Cloud computing : the challenges to privacy

Abstract

The aim of this thesis is to provide for a better understanding of Cloud Computing, one of the latest technologies gaining popularity in recent years. In particular, in this thesis, Cloud Computing is looked at in comparison to the legal aspect of data protection and privacy, at EU level and locally. Data Protection is currently addressed, at EU level, by means of Directive 95/46/EC of the European Parliament and of the Council of 24 October 1995 on the protection of individuals with regard to the processing of personal data and on the free movement of such data (DPD). Locally, data protection is regulated by means of the Data Protection Act, Chapter 440 of the laws of Malta (DPA).
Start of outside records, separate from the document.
PR #42, opened 2026-06-22
Fix AI Assistant message input not shrinking after submit (#37)

### LINKED ISSUE #37: AI Assistant message input does not shrink back after submitting
## Bug

The AI Assistant's "Type a message" text area auto-expands as the user types more text,
which is correct. However, after the user submits the message, the text area remains at
its expanded size instead of reverting to its original compact height.

## Steps to Reproduce

1. Open the AI Assistant
2. Type a multi-line message (long enough that the text area grows)
3. Submit the message (press Enter or click Send)
4. Observe that the text area stays at the expanded height despite being empty

## Expected Behavior

After submission, the text area should reset to its initial compact size (single-line
height), matching its appearance when no text has been entered.

EricWittmann:
## Summary
- PatternFly's `TextArea` `autoResize` only recalculates height on user-generated change events,
  not on programmatic value changes
- After `handleSend` clears the value with `setValue("")`, the parent span retains its expanded
  inline height
- Added a ref to the textarea and reset the parent element's inline height after clearing, so the
  textarea collapses back to its natural `rows={1}` height

## Related Issue
Fixes #37

## Test Plan
- [ ] Open the AI Assistant
- [ ] Type a multi-line message that causes the textarea to expand
- [ ] Submit the message (Enter or click Send)
- [ ] Verify the textarea shrinks back to its initial compact height
- [ ] Type another multi-line message and verify auto-expand still works

### DIFF
--- a/ui/src/components/assistant/AssistantMessageInput.tsx
+++ b/ui/src/components/assistant/AssistantMessageInput.tsx
@@ -1,4 +1,4 @@
-import { useState, useCallback } from "react";
+import { useState, useCallback, useRef } from "react";
 import { TextArea, Button, Flex, FlexItem } from "@patternfly/react-core";
 import PaperPlaneIcon from "@patternfly/react-icons/dist/esm/icons/paper-plane-icon";
 
@@ -9,12 +9,16 @@ interface AssistantMessageInputProps {
 
 export function AssistantMessageInput({ onSend, disabled }: AssistantMessageInputProps) {
     const [value, setValue] = useState("");
+    const textAreaRef = useRef<HTMLTextAreaElement>(null);
 
     const handleSend = useCallback(() => {
         const trimmed = value.trim();
         if (!trimmed) return;
         onSend(trimmed);
         setValue("");
+        setTimeout(() => {
+            textAreaRef.current?.parentElement?.style.removeProperty("height");
+        }, 0);
     }, [value, onSend]);
 
     const handleKeyDown = (e: React.KeyboardEvent) => {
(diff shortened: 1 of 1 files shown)


EricWittmann (commented):
## Code Review Summary

This PR fixes a UI bug where the AI Assistant's textarea doesn't shrink back to its initial height after submitting a message. The root cause is that PatternFly's `TextArea` `autoResize` only recalculates height on user-generated `change` events, not on programmatic `setValue("")` calls. The fix adds a ref to the textarea and manually removes the inline `height` style from its parent element after clearing the value.

---

### Findings

#### 💡 Suggestion

**`AssistantMessageInput.tsx` — DOM structure coupling with `parentElement`**

```ts
textAreaRef.current?.parentElement?.style.removeProperty("height");
```

This relies on PatternFly's internal DOM structure — specifically that the `<textarea>` is wrapped in a parent element (a `<span>`) that receives the inline `height` style from `autoResize`. If PatternFly changes this structure in a future version (e.g., adding an intermediate wrapper or moving the style to a different element), this fix would silently stop working.

This is an acceptable tradeoff for a targeted workaround, but it would be helpful to add a brief comment explaining *why* this works and what it depends on, so that future maintainers (or anyone upgrading PatternFly) know to verify it:

```ts
// PatternFly autoResize sets an inline height on the textarea's parent <span>.
// Programmatic value changes don't trigger a recalc, so we manually clear it.
textAreaRef.current?.parentElement?.style.removeProperty("height");
```

#### 🔍 Nitpick

**`AssistantMessageInput.tsx` — `setTimeout` with 0ms delay**

The `setTimeout(..., 0)` is necessary to defer the DOM manipulation until after React's state flush from `setValue("")`. This is a well-known pattern and works correctly here. Just noting that this is inherently timing-dependent — if React batches updates differently in a future version, you might need to revisit. A brief inline comment would help here too:

```ts
// Defer to next tick so React flushes setValue("") before we reset height
setTimeout(() => { ... }, 0);
```

---

### Overall Assessment

**✅ Looks good to merge.**

This is a clean, minimal, and well-scoped fix. The approach is a reasonable workaround for a known PatternFly `autoResize` limitation. The optional chaining provides appropriate null-safety, and the `useCallback` dependency array is correct. The only suggestion is to add a couple of explanatory comments to make the workaround self-documenting for future maintenance.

The past months have seen the EU Commission issuing a new proposal for a Regulation with regard to the protection of individuals in relation to the processing of personal data and on the free movement of such data, and a proposal for a new Directive on the protection of individuals with regard to the processing of personal data by competent authorities for the purposes of prevention, investigation, detection or prosecution of criminal offences or the execution of criminal penalties, and the free movement of such data. A general introduction to Cloud Computing together with the existing service models shall be made. In particular, the relationship between the current data protection framework within the EU and within Malta, and Cloud Computing shall be put into perspective. Furthermore, the various proposals, as put forward by several stakeholders such as the UK's Information Commissioner's Office (ICO), to further facilitate the implementation of Cloud Computing technologies whilst upholding the right to privacy shall be discussed. All this will lead to the final crucial chapter which shall give a general overview of the European Commission's proposals mentioned hereabove, with specific focus on the proposals which will affect Cloud Computing service providers in one way or another. Finally, in the final sections of the last chapter, a critical analysis to the proposed Regulation shall be made, by examining the opinion of the stakeholders, such as Microsoft. Lastly the way these proposals may further be improved in terms of privacy, with the aim to further facilitate the emergence of Cloud Computing technologies shall be discussed.